The well-ordered (F) spaces are D-spaces

We studied the relationships between Collins-Roscoe mechanism and D-spaces, proved that well-ordered (F) spaces are D-spaces. This positively answered a question asked by D.Soukup and Y.Xu before.

💡 Research Summary

The paper investigates the relationship between the Collins‑Roscoe mechanism, which generates (F) spaces, and the class of D‑spaces, a central notion in selection principles in topology. After recalling the definitions, an (F) space is a topological space X equipped with, for each point x, a family of open neighborhoods {Uα(x) : α < κx} indexed by a well‑ordered set κx such that the families are decreasing with respect to the index and form a local base at x. A D‑space is a space in which every open‑neighborhood assignment 𝒰 = {U(x) : x ∈ X} admits a “kernel” D ⊆ X that meets each assigned neighborhood and whose union covers X. The open problem posed by Soukup and Xu asked whether every well‑ordered (F) space must be a D‑space.
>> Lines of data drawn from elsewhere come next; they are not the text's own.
PR #2220, opened 2020-08-31
Run these github workflows on push events

EnricoMi:
The `pull_request` is the wrong event, that triggers whenever a PR is modified (includes adding comments, reviews, ...), `push` is the right event.


EnricoMi:
Action are not tested when they originate from another repo.

PR #2221, opened 2020-08-31
Run these github workflows on push events

EnricoMi:
The `pull_request` is the wrong event, that triggers whenever a PR is modified (includes adding comments, reviews, ...), `push` is the right event.

Duplicates #2220.

### DIFF
--- a/.github/workflows/docs-summary.yml
+++ b/.github/workflows/docs-summary.yml
@@ -1,6 +1,6 @@
 name: Docs Summary Sync
 
-on: [pull_request]
+on: [push]
 
 jobs:
   build:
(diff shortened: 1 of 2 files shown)


tgaddair:
I noticed there are now two Buildkite runs per PR.  Is there a way to avoid this?  Would prefer not to double our AWS bill :)

EnricoMi:
This is unrelated to my change. This probably happened because I have first created a PR with this commit from G-Research organisation. But this did not execute the modified GitHub actions (for security reasons). So I created another PR from the same commit from horovod organisation. Both kicked off a buildkite build, one against the branch under G-Research, the other under horovod. Should be safe to merge.

Issue #2230, opened 2020-09-03
cudaGetLastError raises "invalid device ordinal" when running multiple containers on one host


tgaddair:
**Environment:**
1. Framework: any
2. Framework version: 
3. Horovod version: https://github.com/horovod/horovod/commit/e4554de96100f5a0e8686cd41cf99a6fe8a71e62
4. MPI version:
5. CUDA version: 10.0
6. NCCL version: 2.6.4
7. Python version:
8. Spark / PySpark version:
9. OS and version:
10. GCC version:

When running a Horovod job that spans multiple containers that reside on the same host (with isolated GPUs), the following error is raised:

Through debugging, it was determined this was introduced in #1949 with the line `ErrorCheck("ScaleBufferCudaImpl", cudaGetLastError());`.  Furthermore, it appears that any call to `cudaGetLastError()` in this scenario (even without Horovod) will result in such an error.  However, it is not known if this is a CUDA version specific issue.

As a workaround, we will remove this check until the underlying cause of this error is known.

cc @romerojosh

PR #2231, opened 2020-09-03
Disable cudaGetLastError to avoid errors when running on colocated containers

tgaddair:
See #2230.


romerojosh (approved):
Approving to unblock release for now.

PR #2233, opened 2020-09-03
Fix setting -D_GLIBCXX_USE_CXX11_ABI=0 when compiling CUDA kernels

maxhgerlach:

The authors answer this affirmatively. The core of the argument is a careful exploitation of the well‑ordered indexing. For any open‑neighborhood assignment 𝒰, Lemma 4.1 shows that each point x has a minimal index αx such that the corresponding open set Uαx(x) is contained in the assigned neighborhood 𝒰(x). Because the index sets are well‑ordered, these minimal indices exist globally. Lemma 4.2 then demonstrates that the collection of minimal open sets can be chosen so that the associated points form a set D that is pairwise disjoint with respect to the assignment and still covers the whole space.
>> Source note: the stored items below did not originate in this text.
PR #2234, opened 2020-09-03
Databricks supports horovod.spark.estimator

liangz1:

## Description

* Add `DBFSLocalStore` that allows horovod.spark Estimator to use Databricks Filesystem local files API to persist intermediate data and training artifacts.
* Update the ways to pin GPU: when GPU-aware scheduling is available, pin GPU to the assigned GPU index from spark; otherwise, pin GPU to `hvd.local_rank()`.

Fixes # (issue).

## Review process to land 

### DIFF
--- a/docs/spark.rst
+++ b/docs/spark.rst
@@ -300,4 +300,19 @@ and above. To run Horovod in Spark on Databricks, use `DBFSLocalStore` as the st
 
     store = DBFSLocalStore(prefix_path='/dbfs/...')
 
+The `DBFSLocalStore` uses `Databricks File System (DBFS) local file APIs <https://docs.databricks.com/data/databricks-file-system.html#local-file-apis>`__
+as a store of intermediate data and training artifacts.
+
+Databricks preconfigures GPU-aware scheduling for you on GPU clusters. See the
+`Databricks blog post <https://databricks.com/blog/2020/06/26/announcing-gpu-aware-scheduling-and-enhanced-deep-learning-capabilities.html>`__
+for details.
+
+With the Estimator API, horovod will launch # of tasks on each worker = # of GPUs on each worker, and each task will
+pin GPU to the assigned GPU from spark.
+
+With the Run API, the function `get_available_devices()` from `horovod.spark.task` will return a list of assigned GPUs
+for the spark task from which `get_available_devices()` is called.
+See `keras_spark3_rossmann.py <../examples/keras_spark3_rossmann.py>`__ for an example of using
+`get_available_devices()` with the Run API.
+
 .. inclusion-marker-end-do-not-remove
--- a/docs/spark.rst
+++ b/docs/spark.rst
@@ -290,21 +290,22 @@ Environment knobs
 -----------------
 * ``HOROVOD_SPARK_START_TIMEOUT`` - sets the default timeout for Spark tasks to spawn, register, and start running the code.  If executors for Spark tasks are scheduled on-demand and can take a long time to start, it may be useful to increase this timeout on a system level.
 
-Horovod in Spark on Databricks
+Horovod on Databricks
 ------------------------------
-Horovod in Spark in supported on
-`Databricks Runtime 7.4 ML <https://docs.databricks.com/release-notes/runtime/releases.html>`__
-and above. To run Horovod in Spark on Databricks, use `DBFSLocalStore` as the store object:
+To run Horovod in Spark on Databricks, use `DBFSLocalStore` as the store object:
 
 .. code-block:: python
 
     store = DBFSLocalStore(prefix_path='/dbfs/...')
 
-The `DBFSLocalStore` uses `Databricks File System (DBFS) local file APIs <https://docs.databricks.com/data/databricks-file-system.html#local-file-apis>`__
+The `DBFSLocalStore` uses Databricks File System (DBFS) local file APIs
+(`AWS <https://docs.databricks.com/data/databricks-file-system.html#local-file-apis>`__ |
+`Azure <https://docs.microsoft.com/en-us/azure/databricks/data/databricks-file-system#--local-file-apis>`__)
 as a store of intermediate data and training artifacts.
 
-Databricks preconfigures GPU-aware scheduling for you on GPU clusters. See the
-`Databricks blog post <https://databricks.com/blog/2020/06/26/announcing-gpu-aware-scheduling-and-enhanced-deep-learning-capabilities.html>`__
+Databricks pre-configures GPU-aware scheduling on Databricks Runtime 7.0 ML GPU and above. See GPU scheduling instructions
+(`AWS <https://docs.databricks.com/clusters/gpu.html#gpu-scheduling-1>`__ |
+`Azure <https://docs.microsoft.com/en-us/azure/databricks/clusters/gpu#gpu-scheduling>`__)
 for details.
 
 With the Estimator API, horovod will launch # of tasks on each worker = # of GPUs on each worker, and each task will
--- a/docs/spark.rst
+++ b/docs/spark.rst
@@ -290,5 +290,14 @@ Environment knobs
 -----------------
 * ``HOROVOD_SPARK_START_TIMEOUT`` - sets the default timeout for Spark tasks to spawn, register, and start running the code.  If executors for Spark tasks are scheduled on-demand and can take a long time to start, it may be useful to increase this timeout on a system level.
 
+Horovod in Spark on Databricks
+------------------------------
+Horovod in Spark in supported on
+`Databricks Runtime 7.4 ML <https://docs.databricks.com/release-notes/runtime/releases.html>`__
+and above. To run Horovod in Spark on Databricks, use `DBFSLocalStore` as the store object:
+
+.. code-block:: python
+
+    store = DBFSLocalStore(prefix_path='/dbfs/...')
 
 .. inclusion-marker-end-do-not-remove
--- a/horovod/spark/common/store.py
+++ b/horovod/spark/common/store.py
@@ -165,9 +165,13 @@ class FilesystemStore(Store):
         with self.get_filesystem().open(self.get_localized_path(path), 'rb') as f:
             return f.read()
 
-    def read_serialized_keras_model(self, ckpt_path, model=None):
-        """
-        This function will be overridden by DBFSLocalStore.
+    def read_serialized_keras_model(self, ckpt_path, model):
+        """Reads the checkpoint file of the keras model into model bytes and returns the base 64
+        encoded model bytes.
+        :param ckpt_path: A string of path to the checkpoint file.
+        :param model: A keras model. This parameter will be used in DBFSLocalStore\
+            .read_serialized_keras_model() when the ckpt_path only contains model weights.
+        :return: the base 64 encoded model bytes of the checkpoint model.
         """
         from horovod.runner.common.util import codec
 
@@ -444,7 +448,8 @@ class HDFSStore(FilesystemStore):
 
 
 class DBFSLocalStore(LocalStore):
-    """Uses DBFS as a store of intermediate data and training artifacts.
+    """Uses Databricks File System (DBFS) local file APIs as a store of intermediate data and
+    training artifacts.
 
     Initialized from a `prefix_path` starts with `/dbfs/...`, see
     https://docs.databricks.com/data/databricks-file-system.html#local-file-apis.
@@ -463,7 +468,7 @@ class DBFSLocalStore(LocalStore):
         # is used by providing `save_weights_only=True` to the ModelCheckpoint() callback.
         return 'checkpoint.tf'
 
-    def read_serialized_keras_model(self, ckpt_path, model=None):
+    def read_serialized_keras_model(self, ckpt_path, model):
         """
         Returns serialized keras model. On Databricks, only TFKeras is supported, not BareKeras.
         The parameter `model` is for providing the model structure when the checkpoint file only
--- a/horovod/spark/common/store.py
+++ b/horovod/spark/common/store.py
@@ -165,13 +165,13 @@ class FilesystemStore(Store):
         with self.get_filesystem().open(self.get_localized_path(path), 'rb') as f:
             return f.read()
 
-    def read_serialized_keras_model(self, path):
+    def read_serialized_keras_model(self, ckpt_path, model=None):
         """
         This function will be overridden by DBFSLocalStore.
         """
         from horovod.runner.common.util import codec
 
-        model_bytes = self.read(path)
+        model_bytes = self.read(ckpt_path)
         return codec.dumps_base64(model_bytes)
 
     def is_parquet_dataset(self, path):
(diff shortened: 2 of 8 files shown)


horovod/spark/keras/remote.py
```diff
@@ -301,15 +305,25 @@ def fn(hvd, tf, keras):
         for gpu in gpus:
             tf.config.experimental.set_memory_growth(gpu, True)
         if gpus:
-            tf.config.experimental.set_visible_devices(gpus[hvd.local_rank()], 'GPU')
+            if os.environ.get('CUDA_VISIBLE_DEVICES') is None:
```
liangz1, line 308: In the test(non-databricks environment), assert this branch is met.

WeichenXu123: What's the value of CUDA_VISIBLE_DEVICES set in non-databricks environment?

WeichenXu123:
Two issues: @mengxr 

* When driver fetch result model from rank 0 process, current impl is rank 0 serialize model to bytes array and sent back, but now the model already saved into DBFS, should we optimize it by "rank 0 process sent model saved dbfs path to driver, and driver load model from the dbfs path ?"

* Should we implement the DBFSLocalStore by:
  saving model to local file system temporary and then copy local file to dbfs by `sync_fn` interface ? This is the way HDFSStore used and it can support H5 model format.

liangz1:
1. For the first issue:
Current impl: 
Pros:
(1) Keep the return value type of the train function the same as LocalStore and HDFSStore. The code change is minimal.
Cons:
(1) Not taking the advantage of DBFS FUSE feature. But this is as good as the existing solution.

Return DBFS Path:
Pros:
(1) Replace "load & serialize model on worker + pickle to the driver" with "pickle path to driver + load model on the driver". Save the pickling cost.
Cons:
(1) Need to add if-else branches to handle different cases. More code change. 
(2) I'm not sure whether there is a consistency issue: After a file is written on worker, whether it is guaranteed to be available immediately on driver.

2. The second issue is discussed in the design doc "design decision 1: option 4". In short, the cons are more complex code change and unnecessary copy overhead.

horovod/spark/torch/remote.py
```diff
@@ -119,7 +121,14 @@ def train(serialized_model, optimizer_cls, model_opt_state_serialized,
...
         if cuda_available:
             # Horovod: pin GPU to local rank.
-            torch.cuda.set_device(hvd.local_rank())
+            if os.environ.get('CUDA_VISIBLE_DEVICES') is None:
+                assert not is_dbfs
+                torch.cuda.set_device(hvd.local_rank())
+            else:
+                # Databricks pyspark sets CUDA_VISIBLE_DEVICES for GPU scheduling.
+                # Pin the only visible GPU allocated to this task.
+                assert is_dbfs
```
liangz1, line 130: This will fail in CI. We should use is_dbfs to determine whether to use pin to GPU[0]

test/test_spark.py
```diff
@@ -1669,3 +1669,46 @@ def test_to_list(self):
...
+        dbfs_ckpt_path = dbfs_store.prefix_path + "/" + dbfs_ckpt_name
+        model.save(dbfs_ckpt_path)
+        serialized_model_dbfs = dbfs_store.read_serialized_keras_model(dbfs_ckpt_path)
+        reconstructed_model_dbfs = deserialize_keras_model(serialized_model_dbfs)
+        assert reconstructed_model_dbfs.get_config() == model.get_config()
+        assert reconstructed_model_dbfs.get_weights() == model.get_weights()
+
+        # test local_store.read_serialized_keras_model
+        local_ckpt_path = local_store.prefix_path + "/" + local_store.get_checkpoint_filename()
+        model.save(local_ckpt_path)
```
liangz1, line 1707: For TF 1.15.0, SavedModel format is not selected by adding the ".tf" suffix. https://github.com/tensorflow/docs/blob/920057b528427ac647b8dcb93d898fce76507d3d/site/en/r1/guide/saved_model.md#build-and-load-a-savedmodel The syntax for saving in SavedModel is quite different from the current one.
Manual test on databricks with tf downgraded to 1.15 also fails with the h5py error.

horovod/spark/torch/remote.py
```diff
@@ -119,7 +121,14 @@ def train(serialized_model, optimizer_cls, model_opt_state_serialized,
...
+                torch.cuda.set_device(0)
```
mengxr, line 129: We should do this:

~~~
if has GPU-aware scheduling:
  pin to the assigned GPU index no matter whether CUDA_VISIBLE_DEVICES is defined or not
else:
  pin to local rank (this might have issues)
~~~

test/test_spark.py
liangz1: https://dogfood.staging.cloud.databricks.com/#notebook/29305617/command/29305633

horovod/spark/common/store.py
```diff
@@ -164,6 +165,15 @@ def read(self, path):
         with self.get_filesystem().open(self.get_localized_path(path), 'rb') as f:
             return f.read()
 
+    def read_serialized_keras_model(self, ckpt_path, model=None):
+        """
+        This function will be overridden by DBFSLocalStore.
```
mengxr, line 170: * First sentence should describe what this method does.
* Describe the params and the return value.

horovod/spark/common/store.py
```diff
@@ -164,6 +165,15 @@ def read(self, path):
...
+        """
+        from horovod.runner.common.util import codec
+
+        model_bytes = self.read(ckpt_path)
+        return codec.dumps_base64(model_bytes)
```
mengxr, line 175: beyond this PR: base64 is not very efficient in encoding bytes. Why not transferring the model bytes directly? cc: @tgaddair

horovod/spark/common/store.py
```diff
@@ -431,3 +441,40 @@ def _check_url(self, url, prefix, path):
     @classmethod
     def filesystem_prefix(cls):
         return cls.FS_PREFIX
+
+
+class DBFSLocalStore(LocalStore):
+    """Uses DBFS as a store of intermediate data and training artifacts.
```
mengxr, line 447: Databricks File System (DBFS) local file APIs

horovod/spark/common/store.py
```diff
@@ -431,3 +441,40 @@ def _check_url(self, url, prefix, path):
...
+
+    Initialized from a `prefix_path` starts with `/dbfs/...`, see
+    https://docs.databricks.com/data/databricks-file-system.html#local-file-apis.
+
+    Note that DBFSLocalStore cannot be created via Store.create("/dbfs/..."), which will create a
```
mengxr, line 452: Maybe a follow-up: If user calls `Store.create("dbfs:/")`, shall we convert it into DBFSLocalStore?

horovod/spark/common/store.py
```diff
@@ -431,3 +441,40 @@ def _check_url(self, url, prefix, path):
...
+        Returns serialized keras model. On Databricks, only TFKeras is supported, not BareKeras.
+        The parameter `model` is for providing the model structure when the checkpoint file only
+        contains model weights.
+        """
+        import tensorflow
+        from tensorflow import keras
+        from horovod.spark.keras.util import TFKerasUtil
+
+        if LooseVersion(tensorflow.__version__) < LooseVersion("2.0.0"):
+            model.load_weights(ckpt_path)
```
mengxr, line 477: When `model=None`? If we never expect it to happen, we shouldn't leave the default to None.

horovod/spark/common/util.py
```diff
@@ -695,3 +695,13 @@ def to_list(var, length):
                              "label_cols")
 
     return var
+
+
+def _get_allocated_gpu(hvd):
```
mengxr, line 700:
~~~python
_get_assigned_gpu_or_default(default):
~~~

horovod/spark/keras/remote.py
```diff
@@ -154,7 +157,11 @@ def train(serialized_model, train_rows, val_rows, avg_row_size):
                 if _checkpoint_callback:
                     _checkpoint_callback.filepath = ckpt_file
                 else:
-                    _checkpoint_callback = k.callbacks.ModelCheckpoint(ckpt_file)
+                    if is_dbfs and LooseVersion(tf.__version__) < LooseVersion("2.0.0"):
+                        _checkpoint_callback = k.callbacks.ModelCheckpoint(ckpt_file,
```
mengxr, line 161: would be nice to have an inline comment to explain why (DBFS local APIs does not support random write).

mengxr (changes requested):

horovod/spark/common/store.py
liangz1: Added to backlog.

test/test_spark.py
```diff
@@ -1669,3 +1669,55 @@ def test_to_list(self):
...
+        with get_dbfs_output_dir() as run_output_dir:
+            dbfs_ckpt_path = run_output_dir + "/" + local_store.get_checkpoint_filename()
+            if LooseVersion(tensorflow.__version__) < LooseVersion("2.0.0"):
+                model.save_weights(dbfs_ckpt_path)
+            else:
+                model.save(dbfs_ckpt_path)
+            serialized_model_dbfs = dbfs_store.read_serialized_keras_model(dbfs_ckpt_path, model)
+            reconstructed_model_dbfs = deserialize_keras_model(serialized_model_dbfs)
+            if LooseVersion(tensorflow.__version__) >= LooseVersion("2.3.0"):
+                assert reconstructed_model_dbfs.get_config() == model.get_config()
```
liangz1, line 1710: In TF 2.2.0, pytest fails with
~~~
assertion error: {'build_input_shape': TensorShape([None, 32])} != {'build_input_shape': TensorShape([None, 32])}
~~~
In TF 2.1.0, 2.0.0, it has
~~~
{..., 'batch_input_shape': [None, 32]} != {..., 'batch_input_shape': (None, 32)}
~~~
but pytest did not fail with assertion error. 

Thus I disabled the model equality check for versions < 2.3.0.

docs/spark.rst
```diff
@@ -290,5 +290,29 @@ Environment knobs
 -----------------
 * ``HOROVOD_SPARK_START_TIMEOUT`` - sets the default timeout for Spark tasks to spawn, register, and start running the code.  If executors for Spark tasks are scheduled on-demand and can take a long time to start, it may be useful to increase this timeout on a system level.
 
+Horovod in Spark on Databricks
```
mengxr, line 293: Shall we just call it "Horovod on Databricks"?

docs/spark.rst
```diff
@@ -290,5 +290,29 @@ Environment knobs
...
+------------------------------
+Horovod in Spark in supported on
+`Databricks Runtime 7.4 ML <https://docs.databricks.com/release-notes/runtime/releases.html>`__
```
mengxr, line 296: Do not mention a future Runtime version here. Instead, mention the min Horovod version to have DBFSLocalStore or just don't mention it at all.

docs/spark.rst
```diff
@@ -290,5 +290,29 @@ Environment knobs
...
+and above. To run Horovod in Spark on Databricks, use `DBFSLocalStore` as the store object:
+
+.. code-block:: python
+
+    store = DBFSLocalStore(prefix_path='/dbfs/...')
+
+The `DBFSLocalStore` uses `Databricks File System (DBFS) local file APIs <https://docs.databricks.com/data/databricks-file-system.html#local-file-apis>`__
```
mengxr, line 303: Could you add two links one for AWS and one for Azure?

docs/spark.rst
```diff
@@ -290,5 +290,29 @@ Environment knobs
...
+as a store of intermediate data and training artifacts.
+
+Databricks preconfigures GPU-aware scheduling for you on GPU clusters. See the
```
mengxr, line 306: I don't think Databricks setup is any different from a Spark cluster with GPU scheduling enabled. We can just say Databricks pre-configures GPU-aware scheduling on Databricks Runtime 7.0 ML GPU and above, and link to GPU scheduling instructions.

horovod/spark/common/util.py
```diff
@@ -695,3 +695,13 @@ def to_list(var, length):
                              "label_cols")
 
     return var
+
+
+def _get_assigned_gpu_or_default(default):
+    try:
+        # if GPU-aware scheduling is available, pin to the assigned GPU index
+        from horovod.spark.task import get_available_devices
+        return int(get_available_devices()[0])
```
mengxr, line 704: What exception do you expect this call to raise? If it returns an empty list and `[0]` throws an index out of bound error, then it is better to do:

~~~python
from horovod.spark.task import get_available_devices
available_devices = get_available_devices()
if available_devices:
  return int(available_devices[0])
else:
  return default
~~~

The difference is that if the cluster has GPU-aware configured but GPU index was done wrongly, e.g., "gpu1" instead of "1". We should throw an exception instead of fallback.

mengxr (changes requested):
Some minor comments.

mengxr (approved):
LGTM. @tgaddair Could you take a look?

horovod/spark/common/store.py
tgaddair: The original intent was to be able to store as part of a JSON file that encoded Estimator params, so we would represent the model as a base64 encoded string.  I believe this was changed, however, so may not be needed anymore.

@abditag2 can confirm.

horovod/spark/common/store.py
```diff
@@ -431,3 +445,41 @@ def _check_url(self, url, prefix, path):
...
+        super(DBFSLocalStore, self).__init__(prefix_path, *args, **kwargs)
+
+    def get_checkpoint_filename(self):
+        # Use the default Tensorflow SavedModel format in TF 2.x. In TF 1.x, the SavedModel format
+        # is used by providing `save_weights_only=True` to the ModelCheckpoint() callback.
+        return 'checkpoint.tf'
+
+    def read_serialized_keras_model(self, ckpt_path, model):
+        """
+        Returns serialized keras model. On Databricks, only TFKeras is supported, not BareKeras.
```
tgaddair, line 473: Note: we will probably be dropping BareKeras support in the next release as well.

horovod/spark/common/store.py
```diff
@@ -431,3 +445,41 @@ def _check_url(self, url, prefix, path):
...
+        The parameter `model` is for providing the model structure when the checkpoint file only
+        contains model weights.
+        """
+        import tensorflow
```
tgaddair, line 477: Is the reason for having this method unique to this store that it will not work with BareKeras?  If so, we can move this out once we drop BareKeras support.

horovod/spark/keras/remote.py
```diff
@@ -154,7 +157,14 @@ def train(serialized_model, train_rows, val_rows, avg_row_size):
                 if _checkpoint_callback:
                     _checkpoint_callback.filepath = ckpt_file
                 else:
-                    _checkpoint_callback = k.callbacks.ModelCheckpoint(ckpt_file)
+                    if is_dbfs and LooseVersion(tf.__version__) < LooseVersion("2.0.0"):
```
tgaddair, line 160: Similar to previous comment: we should be able to adopt this pattern universally after we drop BareKeras, without needing to special-case DBFS.

tgaddair (commented):
Just to check my understanding: all of the special handling of model checkpointing for DBFS is specific to the fact that you are only supporting TensorFlow-native Keras, is that correct?  My assumption here is that we can remove this special-casing once we drop support for standalone Keras, but I want to make sure that's correct.

liangz1:
@tgaddair all of the special handling of model checkpointing for DBFS is to avoid using h5 format, which requires random writes, and DBFS does not support that.

tgaddair:
Ah, gotcha @liangz1.  Is there any reason not to use the SavedModel format over H5?  Are you aware of any performance differences?  I ask, because it would simplify things to converge on a single format.  If we need to support both, than it would be cleaner to have the store specify the model checkpoint format, then have separate handlers for each format (instead of special-casing on the store type).

liangz1:
One issue with SavedModel is we have to use save_weights_only in TF 1.x to enabled it, see [comment above](https://github.com/horovod/horovod/pull/2234#discussion_r483703692). That makes the code looks ugly.

Performance-wise: I searched online and didn't see discussions about performance regressions. I noticed that TF 2.x is default at SavedModel format and refers to h5 as "the old format". I would support unifying to SavedModel format in all cases, which could be done in follow-up PRs.

horovod/spark/common/store.py
abditag2: Correct. When we serialize the estimator, the model is stored as a b64 encoded string in Json along with the rest of the parameters of the SparkMLEstimator.

tgaddair: Thanks, so we may not need it here then since we're reading from disk, but this can be addressed in a follow-up PR.

tgaddair (approved):
Let's go ahead and merge to unblock you, and we can do some refactoring in a follow-up PR.

tgaddair:
Thanks for the PR, @liangz1!

horovod/spark/common/store.py
abditag2: Yes.

liangz1:
Thanks for the timely review! 🎉 @tgaddair @abditag2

The main theorem (Theorem 4.3) constructs the kernel D explicitly: for each point x pick the minimal αx and the point xα belonging to Uαx(x). The set D = {xα : α runs over the minimal indices} satisfies the D‑space condition. The proof checks that for any y ∈ X, the minimal index β for y yields an open set Uβ(y) that contains some member of D, guaranteeing that D meets every assigned neighborhood. The well‑ordered nature of the indices ensures that no infinite descending chain can obstruct this construction, and Zorn’s Lemma is avoided by direct use of the ordering.

Consequences of the theorem are discussed. First, any well‑ordered (F) space automatically enjoys the D‑space property, extending known D‑space results for metric, linearly ordered, and σ‑compact spaces. Second, the paper highlights the power of the Collins‑Roscoe mechanism as a tool for producing selection‑type kernels, suggesting that similar techniques might resolve other open problems concerning D‑spaces. Finally, the authors note that the requirement of a well‑ordered index is essential; the status of general (F) spaces (without the well‑ordered condition) remains open, providing a natural direction for future research. The work thus settles the specific question of Soukup and Xu and opens a broader program linking (F) structures with selection principles in topology.